Flash Memory Errors – It’s Not Just About Write Endurance
Increasing the capacity in a single Flash chip is a driving focus in the semiconductor industry. This has led to some interesting design decisions to increase density. The first is that high capacity Flash chips include multiple internal Flash dies (typically four today). Putting four dies into a single chip lowers the packaging costs and reduces the footprint on the printed circuit board (PCB). Using smaller dies also increases the yield from the semiconductor foundries since defects on the wafer result in a smaller area being scrapped. In addition, each die is divided into two areas called planes. These planes are effectively independent regions of the die that can work on independent operations, but share a common interface to the die. The SNIA whitepaper on NAND Reliability illustrates this construction on page 3.
This internal construction has long been leveraged by Flash controllers to make garbage collection and write handling more efficient because internal operations can be accomplished within each plane in parallel (such as page “move” operations; see my post on sustained write performance). With eight planes in a typical chip the external pins that connect to the Flash chip have been the ultimate performance limiter.
What has not been widely exploited, however, is that many of the failure modes within a Flash chip come from localized issues that only take a single plane or die offline, leaving the remainder of the chip fully functional. Failure can take several forms; for example, the program and erase controls for a single plane can fail, or a defect on the chip can render the blocks within a plane unreadable. These failures are actually fairly common occurrences and are a reason that virtually all enterprise SSDs leverage a fine-grained RAID of the Flash media (this presentation discusses Flash construction and shows several types in failure with highly magnified images).
A Flash chip is the size of a postage stamp and designed to be surface mounted onto a PCB. But a chip doesn’t fit into the typical field replaceable unit design that storage engineers are used to without adding significant expense and failure points.
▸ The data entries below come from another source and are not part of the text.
PR #692, opened 2019-11-15
Add :env option to Actions#run

jonathanhefner:
This option sets environmental variables for the executed command.

---

@deivid-rodriguez  Is this what you had in mind in https://github.com/rails/rails/pull/34980#discussion_r250640653?


deivid-rodriguez:
Yeah! That was it! Thank you :purple_heart:

PR #697, opened 2019-12-11
Allow for nested no_commands blocks.

TomFinill:
### Background
In certain circumstances we may wish to nest `no_commands` blocks.

However, since when exiting the `no_commands` block the `@no_commands`
instance var is reset to `false`, we get unexpected behaviour.

For example, this will show warnings stating that the method `foo` is missing usage and a description:

```ruby
class Foo < Thor

  no_method do
    attr_reader :bar

    def foo
      'foo!'
    end
  end
end
```

This particular example is trivially solved but things get more difficult when, say, including modules.

```ruby
# lib/thor/base.rb
def no_commands
  @no_commands = true
  yield
ensure
   @no_commands = false
end
```

### Solution

This change uses a `NestedContext` object to track the depth of the `no_command` blocks and ensure that we only start creating commands again once we've left all of them.

### Comments

- I'm definitely not sold on the name `NestedContext`

### DIFF
--- a/lib/thor/base.rb
+++ b/lib/thor/base.rb
@@ -2,6 +2,7 @@ require_relative "command"
 require_relative "core_ext/hash_with_indifferent_access"
 require_relative "error"
 require_relative "invocation"
+require_relative "nested_context"
 require_relative "parser"
 require_relative "shell"
 require_relative "line_editor"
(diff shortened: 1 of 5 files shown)


rafaelfranca:
Thank you for the pull request. I think this solution is too complex just to allow nested `no_commands`. Can you explain why you need nested `no_commands`?

TomFinill:
Hello, I have been working on refactoring some scripts for a Rails application and wanted to make use of the `ActiveModel` validation API.  So I included the `ActiveModel::Validations` module which created the nested `no_commands` via an `attr_reader`.

PR #1691, opened 2024-10-16
Format Examples Pooch Datastore

annehaley:


manthey (approved):
In the ideal world, we wouldn't have two hashes for these files, but that can be put off for when it feels cumbersome when we add more examples.

PR #1723, opened 2024-11-12
Fix an issue searching for annotation metadata

manthey:
If a user has permission to view an annotation but not the item, a 403 was percolated to the UI


manthey:
To replicate, create an item in a public folder with an annotation with metadata that you can find in a search.  Switch the folder to private.  The annotation metadata search throws a 403 that is visible in the UI.  After this change, the item just isn't listed.

PR #1726, opened 2024-11-13
Add a distinct class name to controls in the item list

manthey:


manthey:
@jeffbaumes This adds a class name so if the only control is the download control it is still discoverable by other plugins.

jeffbaumes (approved):
I do not have a system that includes DIVE to fully check but LGTM. Thanks for fixing the typos

PR #1738, opened 2024-12-06
Jupyter Frame Selector component

annehaley:
This PR moves and refactors the component files for the Frame Selector such that the widget can be used in the Girder/Backbone context as well as the Jupyter context, using the same source code.

https://github.com/user-attachments/assets/9fe5f190-87d1-4cd3-8d4d-1dd041c6c988


large_image/tilesource/jupyter.py
```diff
@@ -393,19 +399,55 @@ def from_map(self, coordinate: Union[List[float], Tuple[float, float]]) -> Tuple
...
+            netloc = parsed_url.netloc
+            path = parsed_url.path
+            query = parsed_url.query
+            query = {k: v[0] for k, v in parse_qs(query).items()}
+            query.update(dict(
+                frame=frame,
+                style=json.dumps(style),
+            ))
+            query_string = urlencode(query, quote_via=quote, safe='{}')
+            self._layer.url = f'{scheme}://{netloc}{path}?{query_string}'
```
manthey, line 415: scheme could be `''`, at which point this will fail.  It is better to use urlunparse to make sure it is done right.

annehaley: Ok, changed in 724c7f9

large_image/tilesource/jupyter.py
```diff
@@ -393,19 +398,59 @@ def from_map(self, coordinate: Union[List[float], Tuple[float, float]]) -> Tuple
...
+                parsed_url.scheme, parsed_url.netloc,
+                parsed_url.path, parsed_url.params,
+                query_string, parsed_url.fragment,
+            ))
             self._layer.redraw()
 
+    def get_frame_histogram(self, query):
+        if self._layer is not None:
+            frame = query.get('frame')
+            frame_histograms = self.frame_selector.frameHistograms or {}
```
manthey, line 421: Why do you copy this and modify the copy?  If there are concurrent histogram requests, won't this end up just keeping the last one?

annehaley: The copy is done so that we set `self.frame_selector.frame_histograms` to a new object to trigger the Vue watcher that detects changes to that object. Without the copy statement, only the first histogram will be shown and Vue cannot detect subsequent updates. I haven't encountered a case where concurrent requests overwrite one another, but maybe some extra bookkeeping on this class could resolve that.

annehaley: Extra bookkeeping added in [303ebe3](https://github.com/girder/large_image/pull/1738/commits/303ebe30d932c8c0c69fa020ad811c12cd719b72).

manthey (approved):

PR #1745, opened 2024-12-16
Make pre-release versions of large_image for Girder 5

naglepuff:


naglepuff:
@zachmullen I used https://github.com/girder/girder/pull/3533 as a guide here. 

Am I correct in thinking that since sub-directories here in `large_image`  (such as `large_image/girder`, `large_image/girder/girder_annotation`) have 

```python
version = get_version(root='..', local_scheme=prerelease_local_scheme)
```

a prerelease version will be available for those sub-packages?

My goal here is to make a prerelease version of `girder-large-image-annotation` available for HistomicsUI.

zachmullen (approved):

PR #1752, opened 2025-01-02
When reopening a zarr sink, validate it

manthey:
Also, write the metadata after fundamental changes so that anything that reopens the file after that point will see those changes.


manthey:
@annehaley This fixes the memory issues I found in #1713 with the example of preallocating the axis size.

annehaley (approved):

PR #1776, opened 2025-01-17
Default to not caching sources in notebooks

manthey:
@annehaley This should remove the need to add `nocache=True` to let the frame selector work in notebooks.

@banesullivan This should make your work easier, too.


banesullivan:
Fantastic!

PR #1777, opened 2025-01-17
Build plugin client code on release

naglepuff:
Ship Girder plugin packages with built client packages.

This makes it easier for dependent plugins to use `large_image` Girder plugins.

### DIFF
--- a/.circleci/config.yml
+++ b/.circleci/config.yml
@@ -296,7 +296,7 @@ jobs:
           path: ~/wheels
   check_release:
     docker:
-      - image: cimg/python:3.10
+      - image: girder/tox-and-node
     steps:
       - checkout
       - run:
--- a/.circleci/config.yml
+++ b/.circleci/config.yml
@@ -297,6 +297,10 @@ jobs:
   check_release:
     docker:
       - image: girder/tox-and-node
+    parameters:
+      node:
+        type: string
+        default: v20
     steps:
       - checkout
       - run:
@@ -307,6 +311,13 @@ jobs:
       - run:
           name: Install python packages
           command: pip install setuptools_scm twine
+      - run:
+          name: Switch node versions
+          command: |
+            nvm install << parameters.node >>
+            nvm alias default << parameters.node >>
+            NODE_DIR=$(dirname $(which node))
+            echo "export PATH=$NODE_DIR:\$PATH" >> $BASH_ENV
       - run:
           name: Check node versions
           command: |
--- a/.circleci/config.yml
+++ b/.circleci/config.yml
@@ -322,6 +322,7 @@ jobs:
       - run:
           name: Switch node versions
           command: |
+            . ~/.bashrc
             nvm install << parameters.node >>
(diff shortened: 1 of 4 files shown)


.circleci/config.yml
```diff
@@ -296,7 +296,11 @@ jobs:
           path: ~/wheels
   check_release:
     docker:
-      - image: cimg/python:3.10
+      - image: girder/tox-and-node
+    parameters:
+      node:
+        type: string
+        default: v20
```
naglepuff, line 303: @manthey I'm a bit confused about the failure of the `check_release` [job for this branch](https://app.circleci.com/pipelines/github/girder/large_image/6386/workflows/58cf8ea3-bed1-4cb1-81e8-859b6b832727/jobs/45523). I believe that `girder/tox-and-node` is built from the `test.Dockerfile` file, which [does install nvm](https://github.com/girder/large_image/blob/ec069cb0b1dc9bc113f04b96a2f12703c0a27c6d/test.Dockerfile#L119-L120). Am I misinterpreting the `docker.image` config option?

.circleci/config.yml
```diff
@@ -307,6 +311,27 @@ jobs:
...
+          command: |
+            echo 'export NVM_DIR="/opt/circleci/.nvm"' >> $BASH_ENV
+            echo '[ -s "$NVM_DIR/nvm.sh" ] && \. "$NVM_DIR/nvm.sh"' >> $BASH_ENV
+      - restore_cache:
+          name: Restore nvm cache
+          key: v1-nvm-cache-<< parameters.node >>
+      - run:
+          name: Switch node versions
+          command: |
+            nvm install << parameters.node >>
```
manthey, line 326: Since nvm is just bash scripts, apparently we need to source the bashrc before they will work.  We haven't actually switched node versions in CI in a while, so either something changed or we never fully tested this.

Add
```
            . ~/.bashrc
```
before the `nvm install` line.

naglepuff: Thanks, this seems to have done the trick

.circleci/config.yml
```diff
@@ -296,7 +296,11 @@ jobs:
           path: ~/wheels
   check_release:
     docker:
-      - image: cimg/python:3.10
+      - image: girder/tox-and-node
```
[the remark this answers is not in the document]
naglepuff: I went ahead and made this change.

naglepuff:
@manthey I had to add `MANIFEST.in` files for `girder_large_image` and `girder_large_image_annotation`. Locally this seems to have the intended effect of including built client artifacts in the python distribution. This is what girder plugins in the main `girder` repo do, so I copied that behavior here.

manthey:
As a follow on (I'll make a PR): we also have a make_wheels.sh script that currently runs as CI and pushes wheels as artifacts.  We should get rid of that and instead push the wheels we make in the check_release as artifacts.  We should also adjust the release script to push all wheels to twine in one command rather than each in turn, so if the actual twine command fails, it fails for all components.

PR #1779, opened 2025-01-20
Remove unused type: ignore

naglepuff:


setup.py
```diff
@@ -108,7 +108,10 @@ def prerelease_local_scheme(version):
         'cachetools',
         'palettable',
         'Pillow',
-        'numpy',
+        # Newer versions of numpy include some typing changes that may need to be addressed in
+        # large_image.
+        # https://github.com/numpy/numpy/issues/28076
+        'numpy<2.1.0',
```
manthey, line 114: @naglepuff See #1780; it addresses these.

PR #1786, opened 2025-01-23
Combine the wheels and check-release CI jobs

manthey:
Publish wheel artifacts as part of the check release job.  Publish all wheels using a single twine command so partial failures are better handled.


manthey:
I have to fix how we build the slim.Dockerfile and other other docker images before the github actions will pass.

manthey:
@naglepuff This should be good for review now.

naglepuff (approved):

PR #1792, opened 2025-01-28
Check that aiohttp is present in Jupyter environments

manthey:


manthey:
@annehaley I should have caught this in #1738.

annehaley (approved):
Thanks for finding this!

PR #48, opened 2023-03-28
update search_path with user schemas

### LINKED ISSUE #44: Connect to alternative schemas
Hi, 

I'm running postgres, and have all my geospatial data in a schema "published" rather than using public. 

I'm struggling to connect to that schema - tipg is only connecting to public.

In the Dockerfile I've tried 

ENV POSTGRES_DBNAME=oraetl?options=-c%20search_path=published
and
ENV TIPG_DB_SCHEMAS=["published"]

Neither have worked. Any suggestions?

vincentsarago:
closes #44 

~~This PR tries to implement a solution based on https://github.com/developmentseed/tipg/issues/44#issuecomment-1486973429 but local tests shows that it doesn't work~~

```
# Launch database
docker-compose up database -d 

# Create a copy of `public.countries` in `myschema.countries`
psql postgresql://username:password@0.0.0.0:5439/postgis -c "CREATE SCHEMA IF NOT EXISTS myschema; SET schema 'myschema'; DROP TABLE IF EXISTS myschema.countries CASCADE; CREATE TABLE myschema.countries AS SELECT * FROM public.countries; SELECT count(*) FROM myschema.countries;"

# Start TiPG service
DATABASE_URL=postgresql://username:password@0.0.0.0:5439/postgis TIPG_DB_SCHEMAS='["myschema"]'  uvicorn tipg.main:app --port 8000 --reload
```

~~when `function_schemas` is set to `[]` using `TIPG_DB_FUNCTION_SCHEMAS='[]' then it works.~~

### DIFF
--- a/tests/conftest.py
+++ b/tests/conftest.py
@@ -5,10 +5,15 @@ import os
 import pytest
 import pytest_pgsql
 
+from tipg.settings import CustomSQLSettings, DatabaseSettings, PostgresSettings
+
+from fastapi import FastAPI
+
 from starlette.testclient import TestClient
 
-DATA_DIR = os.path.join(os.path.dirname(__file__), "fixtures")
-
+FIXTURES_DIR = os.path.join(os.path.dirname(__file__), "fixtures")
+TEMPLATE_DIRECTORY = os.path.join(FIXTURES_DIR, "templates")
+SQL_FUNCTIONS_DIRECTORY = os.path.join(FIXTURES_DIR, "functions")
 
 test_db = pytest_pgsql.TransactedPostgreSQLTestDB.create_fixture(
     "test_db", scope="session", use_restore_state=False
@@ -27,13 +32,13 @@ def database_url(test_db):
     # make sure we have a `public` schema
     test_db.create_schema("public", exists_ok=True)
 
-    test_db.run_sql_file(os.path.join(DATA_DIR, "landsat_wrs.sql"))
+    test_db.run_sql_file(os.path.join(FIXTURES_DIR, "landsat_wrs.sql"))
     assert test_db.has_table("public.landsat_wrs")
 
-    test_db.run_sql_file(os.path.join(DATA_DIR, "my_data.sql"))
+    test_db.run_sql_file(os.path.join(FIXTURES_DIR, "my_data.sql"))
     assert test_db.has_table("public.my_data")
 
-    test_db.run_sql_file(os.path.join(DATA_DIR, "nongeo_data.sql"))
+    test_db.run_sql_file(os.path.join(FIXTURES_DIR, "nongeo_data.sql"))
     assert test_db.has_table("public.nongeo_data")
 
     test_db.connection.execute(
@@ -51,11 +56,11 @@ def database_url(test_db):
     assert count_landsat == count_landsat_centroid
 
     # Add table with Huge geometries
-    test_db.run_sql_file(os.path.join(DATA_DIR, "canada.sql"))
+    test_db.run_sql_file(os.path.join(FIXTURES_DIR, "canada.sql"))
     assert test_db.has_table("public.canada")
 
     # add table with geometries not in WGS84
-    test_db.run_sql_file(os.path.join(DATA_DIR, "minnesota.sql"))
+    test_db.run_sql_file(os.path.join(FIXTURES_DIR, "minnesota.sql"))
     assert test_db.has_table("public.minnesota")
 
     # add a `myschema` schema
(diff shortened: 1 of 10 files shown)


tipg/db.py
```diff
@@ -29,38 +29,48 @@
...
+
+    async def __call__(self, conn: asyncpg.Connection):
+        """Create connection."""
+        await conn.set_type_codec(
+            "json", encoder=orjson.dumps, decoder=orjson.loads, schema="pg_catalog"
+        )
+        await conn.set_type_codec(
+            "jsonb", encoder=orjson.dumps, decoder=orjson.loads, schema="pg_catalog"
+        )
+        schemas = ",".join(["pg_temp"] + self.schemas)
```
vincentsarago, line 49: The order of the path seems important.

cc @bitner

vincentsarago:
🤔 tests pass locally but not in CI

I'll wait for a pre-review from @bitner now 🙏 😄

tipg/db.py
bitner: We want to make sure that pg_temp is the first so that any new functions/views/tables created when we load sql from files are created into the pg_temp schema - if you don't specify a schema, new objects are written into the first schema in the search_path. We should also make sure to add the function_schemas from the environment as well.

bitner: Ahh never mind that last part of the comment, I see now below that self.schemas is already combined.

vincentsarago:
again after last commit, tests pass locally but I'm having hard time being able to reproduce the tests (it fails sometimes 🤷 ) 

I might update the `fixtures` to make sure we get 💯 reproductible tests

tests/conftest.py
```diff
@@ -71,17 +76,68 @@ def database_url(test_db):
...
+            exclude_functions=db_settings.exclude_functions,
+            spatial=db_settings.only_spatial_tables,
+        )
+
+    @app.on_event("shutdown")
+    async def shutdown_event() -> None:
+        """Close database connection."""
+        await close_db_connection(app)
+
+    return app
```
vincentsarago, line 127: our tests suite is a bit complex because we want to test our main application (`tipg.main.app`) but also test some customization. Sadly we have a lot of things that get initialized on `import` when importing `tipg.main.app` so this little help tries to create an application similar (but enable customization)

tipg/db.py
KoalaGeo: In other projects (pygeoapi) it's needed to be `search_path: [published, public]` if you used `search_path: [public, published]` it wouldn't pick up `published`

vincentsarago: Oo so I found why I can't make `reproductible` test, because I use `Set` https://github.com/developmentseed/tipg/pull/48/files#diff-772cfc11cca1ff02c30e13c6c3aa3ae382b238719d6eaaa11fa1df9c864e0a1fR163 then the order of schemas changes 😬

tipg/settings.py
```diff
@@ -140,13 +141,12 @@ class DatabaseSettings(pydantic.BaseSettings):
...
     schemas: List[str] = ["public"]
-    exclude_schemas: Optional[List[str]]
     tables: Optional[List[str]]
     exclude_tables: Optional[List[str]]
-    function_schemas: List[str] = ["public"]
-    exclude_function_schemas: Optional[List[str]]
+    exclude_table_schemas: Optional[List[str]]
     functions: Optional[List[str]]
     exclude_functions: Optional[List[str]]
+    exclude_function_schemas: Optional[List[str]]
```
vincentsarago, line 149: **breaking change** 

we now have only one `schemas` option for both `table` and `functions`. To exclude schemas for table or function we can use `exclude_table_schemas` or `exclude_function_schemas` 

cc @bitner

vincentsarago: we should also add a note somewhere about the importance of the schemas order. like `["myschema", "public"]` do not gives the same result as `["public", "myschema"]`

tipg/db.py
vincentsarago: fixed by unifying the schemas options into one (for both tables and functions)

tipg/sql/dbcatalog.sql
```diff
@@ -176,7 +184,7 @@ BEGIN
         jsonb_agg(json_strip_nulls(json_build_object(
             'name', proargname,
             'type', argtype,
-            'default', regexp_replace(def, '''([a-zA-Z0-9_\-\.]+)''::\w+', '\1', 'g')
```
bitner, line 179: This expression was not getting the defaults for functions populated correctly. Replaced this regex with the tipg_fun_defaults function.

tipg/sql/dbcatalog.sql
```diff
@@ -128,7 +128,15 @@ CREATE OR REPLACE FUNCTION pg_temp.tipg_tproperties(
     SELECT pg_temp.tipg_tproperties(pg_class) FROM pg_class WHERE oid=tabl::regclass;
 $$ LANGUAGE SQL;
 
-
+CREATE OR REPLACE FUNCTION pg_temp.tipg_fun_defaults(defaults pg_node_tree) RETURNS text[] AS $$
```
vincentsarago, line 131: `fun_defaults` ?

vincentsarago: you mean `func_defaults` maybe

tipg/sql/dbcatalog.sql
```diff
@@ -195,6 +203,29 @@ CREATE OR REPLACE FUNCTION pg_temp.tipg_fproperties(
     SELECT pg_temp.tipg_fproperties(pg_proc) FROM pg_proc WHERE oid=func::regproc;
 $$ LANGUAGE SQL;
 
+CREATE OR REPLACE FUNCTION pg_temp.tipg_get_schemas(include text[] DEFAULT NULL, exclude text[] DEFAULT NULL) RETURNS SETOF oid AS $$
```
bitner, line 206: Create a function that will take use the search_path if the passed in include schemas is null or empty otherwise it will use the include schemas and will exclude those from the exclude schemas as well as any schemas the user does not have permissions for.

tipg/sql/dbcatalog.sql
bitner: I think they are pretty fun!

tipg/settings.py
bitner: With the commit adding the tipg_get_schemas function, the order of schemas does not matter anymore. The call to pg_table_isvisible meant that for the "landsat" table that was in both public and myschema schemas, it would only ever return one of them into the catalog.

vincentsarago:
@KoalaGeo let's open another issue for the `decimal` error 🙏

vincentsarago:
🙏 thanks @bitner and @KoalaGeo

This creates an issue with the typical RAID designs and Flash. The ability to easily field replace the disk form factor has been one of the main reasons SSD in a disk form factor have been so prominent. However, this approach moves the RAID from a granular chip level to encompassing many chips, requires many Flash chips to be replaced at once, and creates a performance choke point. Flash is expensive and you don’t want to waste a lot of good Flash when there is just a single partial chip error.
TMS was awarded a patent for an innovative solution to this quandary. The core building block of TMS’ latest products is the Series-7 Flash Controller™, which implements a RAID array across ten chips and leverages the overprovisioned capacity to handle block wear outs and partial chip failures. TMS’ Variable Stripe RAID (VSR)™ technology leverages the understanding that plane and die level failures are much more common than complete chip failures, and uses the overprovisioned space to effectively handle failures and avoid requiring maintenance.
First, VSR only maps out portions of the chip rather than the complete chip. So typically, only 1/8 to 1/4 of a chip is taken offline rather than the entire thing. Second, it shrinks the stripe around the partial chip failure from a 9+1 RAID layout to 8+1. This process is complex, but it allows RAID protection to stay in place through normal block wear out and chip failures.
This protection is particularly important for PCIe products like the RamSan-70 where maintenance and downtime on an internal direct attached storage product is very undesirable. To be effectively leveraged in the architectures that need PCIe SSDs, the SSD needs to be significantly more reliable than the server it is placed in. This is more than just the ability to survive a fault, as most storage arrays are designed to do, but to avoid maintenance. VSR technology from TMS allows for Flash failures to be mapped out at a very granular level and for automatic return to a protected status without requiring a maintenance event. Of course failures can still happen, but putting the storage inside the server on the PCIe bus means that you need to treat the storage failure modes more like memory than disks.